7. From the impugned order, we observe that the Commissioner of Income Tax(A) has relied on its own judgment in the case of M/s Parijat Paper Mills Ltd., Muzaffarnagar in Appeal No. 33/09-10/MZR dated 12.08.2010 for AY 2007-08. On specific query from the Bench, ld. DR as well as counsel appearing for the assessee submitted that the above order of ITAT Delhi 'C' Bench in the case of ACIT vs M/s HRJ Steels Pvt. Ltd. has not been set aside or modified by any higher forum. Thus, we are of the considered opinion that the judgment of ITAT 'C' Bench Delhi holds the field and the issue involved in the present appeal is squarely covered by this judgment. Accordingly, we are inclined to hold that the Commissioner of Income Tax(A) was right in holding that the income shown by the assessee as damages/penalty for non-execution of sale deed of land was income assessable under the head of income from other sources. At the same time, we also hold that the claim of the assessee for set off against this income for business loss/unabsorbed depreciation requires a thorough examination and verification at the end of Assessing Officer in the light of ITAT 'C' Bench, Delhi in the case of ACIT vs M/s HRJ Steel Pvt. Ltd. (supra). Under these circumstances, the impugned order is set aside and the issue of allowability of set off of income from other sources against business losses/unabsorbed depreciation is restored to the file of Assessing Officer with a direction that the Assessing Officer shall examine and verify the issue and claim of the assessee in the light of ratio laid down by ITAT 'C' Bench Delhi in the case of ACIT vs M/s HRJ Steel (supra).

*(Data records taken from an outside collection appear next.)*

PR #880, opened 2016-06-12
Balance round robin evenly when some hosts are down

andrewhamon:
Before, when load balancing across multiple hosts, if a host went down
then the next host in line would be sent a double share of requests.
This is because the round robin counter was only incremented once per
request, regardless of the health of the selection. If current
selection was unhealthy then the policy would advance to the next host,
but this would not be reflected in the policy counter. To fix this, the
counter is now incremented for every attempted host.

This commit adds a test case that identifies the issue, and a fix.

### DIFF
--- a/caddyhttp/proxy/policy.go
+++ b/caddyhttp/proxy/policy.go
@@ -2,7 +2,7 @@ package proxy
 
 import (
 	"math/rand"
-	"sync/atomic"
+	"sync"
 )
 
 // HostPool is a collection of UpstreamHosts.
@@ -83,20 +83,21 @@ func (r *LeastConn) Select(pool HostPool) *UpstreamHost {
 // RoundRobin is a policy that selects hosts based on round robin ordering.
 type RoundRobin struct {
 	robin uint32
+	mutex sync.Mutex
 }
 
 // Select selects an up host from the pool using a round robin ordering scheme.
 func (r *RoundRobin) Select(pool HostPool) *UpstreamHost {
 	poolLen := uint32(len(pool))
-	selection := atomic.AddUint32(&r.robin, 1) % poolLen
-	host := pool[selection]
-	// if the currently selected host is not available, just ffwd to up host
-	for i := uint32(1); !host.Available() && i < poolLen; i++ {
-		selection = atomic.AddUint32(&r.robin, 1) % poolLen
-		host = pool[selection]
+	r.mutex.Lock()
+	defer r.mutex.Unlock()
+	// Return next available host
+	for i := uint32(0); i < poolLen; i++ {
+		r.robin++
+		host := pool[r.robin%poolLen]
+		if host.Available() {
+			return host
+		}
 	}
-	if !host.Available() {
-		return nil
-	}
-	return host
+	return nil
 }
--- a/caddyhttp/proxy/policy.go
+++ b/caddyhttp/proxy/policy.go
@@ -92,7 +92,8 @@ func (r *RoundRobin) Select(pool HostPool) *UpstreamHost {
 	host := pool[selection]
 	// if the currently selected host is not available, just ffwd to up host
 	for i := uint32(1); !host.Available() && i < poolLen; i++ {
-		host = pool[(selection+i)%poolLen]
+		selection = atomic.AddUint32(&r.Robin, 1) % poolLen
+		host = pool[selection]
 	}
 	if !host.Available() {
 		return nil
--- a/caddyhttp/proxy/policy.go
+++ b/caddyhttp/proxy/policy.go
@@ -82,17 +82,17 @@ func (r *LeastConn) Select(pool HostPool) *UpstreamHost {
 
 // RoundRobin is a policy that selects hosts based on round robin ordering.
 type RoundRobin struct {
-	Robin uint32
+	robin uint32
 }
 
 // Select selects an up host from the pool using a round robin ordering scheme.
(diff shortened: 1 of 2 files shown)


andrewhamon:
If you'd like to see this with your own eyes, I have reproduced the issue with docker here:

https://gist.github.com/andrewhamon/ae3bfbd66420bc3e1147e2bc0ece08d6

If you kill any of the servers you will clearly see that the number of requests will not be split evenly among the remaining servers.

andrewhamon:
Now that I've thought about it, I believe I've introduced a concurrency error. If there are multiple requests at the same time, then each request might not get a chance to look at each host in succession -- there would be skips and jumps from the counter being incremented in another goroutine.

As far as I can tell the most straightforward solution is to wrap the whole operation in a mutex.

mholt:
Hi @andrewhamon - thanks for the pull request, the test case, and the clear description. I gotta get a few beta bugs fixed real quick but I'll be looking at this more closely very soon, since I want to see your fix go out with 0.9; maybe even the next beta version.

Host selection I don't believe is very expensive; but do you expect any performance impacts with locking it?

andrewhamon:
Thanks @mholt! This is my first real open source pull request.

As far as performance -- I'm really not sure. I wouldn't expect this to be a hostspot though. I decided to do a simple benchmark to see the difference between a mutex and atomic under different circumstances.

## Mutex vs Atomic
### Code
```go
// syncing.go
package main

import (
	"sync"
	"sync/atomic"
)

type Counter struct {
	counter uint32
	mutex   sync.Mutex
}

// g is number of go routines
// n is number of times counter gets incremented
// per gouroutine

// Synchronize access using atomic
func GoIncAtomic(counter *Counter, g int, n int) {
	wg := sync.WaitGroup{}
	wg.Add(g)
	for i := 0; i < g; i++ {
		go func() {
			defer wg.Done()
			for j := 0; j < n; j++ {
				atomic.AddUint32(&counter.counter, 1)
			}
		}()
	}
}

// Synchronize access using a mutex
func GoIncMutex(counter *Counter, g int, n int) {
	wg := sync.WaitGroup{}
	wg.Add(g)
	for i := 0; i < g; i++ {
		go func() {
			defer wg.Done()
			counter.mutex.Lock()
			defer counter.mutex.Unlock()
			for j := 0; j < n; j++ {
				counter.counter++
			}
		}()
	}
}
```
### Benchmarks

Needless to mention that the Assessing Officer shall decide the issue after affording due opportunity of hearing for the assessee and assessee is also directed to cooperate with the Assessing Officer during the relevant proceedings.

8. With the above directions, the appeal of the revenue is disposed for and deemed to be treated as allowed for statistical purposes.

9. In the result, appeal of the revenue is allowed for statistical purposes. Order pronounced in the open court on 31.1.2014.